From this vantage point, I have been privileged to see medical teams comprising surgeons, consultants, registrars, specialist nurses, pharmacists, administrators, ward nurses, radiographers, physiotherapists, carers,

cleaners, porters and catering staff work together like a well-oiled engine. However brilliant the surgical technique may have been, recovery depends on post-operative wound care, good nutrition, a clean ward environment and a tailored exercise programme.
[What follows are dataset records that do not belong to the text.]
PR #705, opened 2022-02-02
add support for specifying xml schema urls

pwinckles:
Previously, XML schemas could only be set by specifying local files on disk in the jhove config. Now, the same config accepts URLs.


pwinckles:
Whoops. Opened this in the wrong place.

PR #718, opened 2022-04-06
FEAT: Basic Github Actions build

carlwilson:
- checkout project;
- run mvn build and verify;
- run the JHOVE integration tests; and
- upload static QA to Codacy.


CGarces:
Hi @carlwilson 

Matrix is declared on the build job
```
    strategy:
      matrix:
        java-version: [8, 11]
```

But  `if: matrix.java-version == 8` is used on the coverage section. I think that this will never work.

PR #731, opened 2022-04-13
FIX: ConfigHander tests for other locales.

carlwilson:
- fixed issue with `ConfigHandlerTest` when called from non-English locales;
- fixed the rogue package declarations in `jhove-ext-modules`


carlwilson:
OK @tledoux, I admit it, your idea was better, GH actions liked my fix (it worked back here as well as I swapped locales) but Travis wouldn't have it.

tledoux:
Hi @carlwilson , cool if it solves the problem in all environments.
By the way, since the release seems to be in a good shape, would it be possible to regenerate ALL the jars (even from untouched modules) so that they are all at the same level of signature or lack of it ? 
It will make live easier for the ones integrating Jhove in their products. Thanks again.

It’s important, however, to toe the line. Just as a toe must remember that it is a toe and not a heart, nurses shouldn’t try to be doctors. Doctor’s orders still have an important role in healthcare, though they should be evidence-based and take into account the views of the multidisciplinary team. Over-emphasis on a toe wound can negatively rule a post-operative patient’s life, hindering his general wellbeing; nurses with exaggerated feelings of self-importance may threaten the working of the medical team as a whole.

I have witnessed one A&E consultant leave his job because the senior nurses would not allow him to make decisions; another nurse deemed herself too important to care for the less sick patients. Many of my colleagues opt to carry out ‘important paperwork’ after a few years in the profession, leaving nursing care to junior staff.

In terms of salary and status, the NHS does mark out the ‘little people’. In terms of our value to the patient and his medical progress, we are as important as any other member of the team. Once we have the right attitude towards our position in the body that is the NHS, we can perform brilliantly without being puffed up.